Exercise materials START

PR #1126, opened 2018-11-19
Factor out platforms for which libc is empty

gnzlbg:
This change shouldn't change any functionality. It just separates the platforms for which `libc` is currently empty (only `wasm32-unknown-unknown`), from those for which it isn't. This is a non-functional change.

### DIFF
--- a/.travis.yml
+++ b/.travis.yml
@@ -81,6 +81,10 @@ matrix:
     # QEMU based targets that compile in an emulator
     - env: TARGET=x86_64-unknown-freebsd
 
+    - env: TARGET=wasm32-unknown-unknown
+      install: rustup target add $TARGET
+      script: cargo build --no-default-features --target $TARGET --release
+
     - name: "Shellcheck"
       install: true
       script:
--- a/README.md
+++ b/README.md
@@ -1,8 +1,7 @@
 libc
 ====
 
-A Rust library with native bindings to the types and functions commonly found on
-various systems, including libc.
+Rust wrapper over the system's `libc`.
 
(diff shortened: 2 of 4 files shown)


jethrogb:
I'm not sure this is acceptable because of the `c_void` interoperability problem.

gnzlbg:
Note that `libc` does not export `c_void` for `wasm32-unknown-unknown`.

alexcrichton:
r=me, but looks like ci may be broken?

We'll fix this eventually for `wasm32-unknown-unknown` once the Clang ABI stabilizes and/or is released, but until that time we're gonna leave this as empty

gnzlbg:
Yes, so summarizing the conversation from IRC, `libc` should always compile for all targets, but it should be empty for targets without a libc (or similar). 

That is, `wasm32-unknown-unknown` would check that box at the moment (we can change that in the future), and the `target_env = "none"` targets would do so as well. 

So i'm going to keep this PR more or less as is until its merged, but at some point we might want to go from explicitly listing the non-supported target, to "somehow" only have items in the supported targets and be empty by default.

alexcrichton:
I believe https://github.com/rust-lang/libc/pull/1129 fixes that though

gnzlbg:
> I believe #1129 fixes that though

Damn, I'm so sorry. I was just going to ask whether that PR fixes it.

alexcrichton:
No worries! I had no idea about this as well :)

gnzlbg:
I'm trying to get `rust-semverver` up to a point that can be used to detect breaking changes to libc.

PR #1127, opened 2018-11-19
Formatting and shellcheck

gnzlbg:


.travis.yml
```diff
@@ -90,6 +81,29 @@ matrix:
     # QEMU based targets that compile in an emulator
     - env: TARGET=x86_64-unknown-freebsd
 
+    - name: "rustfmt"
+      install: rustup component add rustfmt-preview
+      script: cargo fmt --all -- --check
```
alexcrichton: I'd personally prefer to leave this out for now if that's ok, I feel like as a community we haven't figured out a solution for rustfmt that doesn't make it harder for contributors to contribute :(

gnzlbg: Ok!

PR #1132, opened 2018-11-21
core::ffi::c_void is available since rustc 1.30

glandium:


glandium:
It should also be noted that there hasn't been a release of libc with the merged use of core::ffi::c_void, while it has been available for multiple weeks now, since it was part of 1.30. Could there be a libc release with this merged?

gnzlbg:
> Could there be a libc release with this merged?

Sure I can do one. From #1082 and #1086 it appears that requiring 1.31 was an oversight, but I'll wait till @alexcrichton signs on that.

glandium:
from irc:

`<Arnavion>` It was marked as 1.31 because it was added in the 1.30 nightly, so there would be 1.30 nightlies that didn't have it
`<Arnavion>` But of course it also makes sense that it'll be in 1.30 stable, so it should be marked as 1.30
`<Arnavion>` Dunno how libc has done it in the past

gnzlbg:
That's pretty much what the #1082 PR message says.

PR #1133, opened 2018-11-21
Add missing condition for musl mips64

glandium:
unix::uclibc::mips has both support for mips and mips64, but it's
currently only imported for mips.


gnzlbg:
@bors: r+ 

There maybe was a time when `mips` used to match both.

Exercise materials END

**About this exercise**
Answer with one number only, the count of lines in the listing that hold the word "believe".

**Response to the task**
2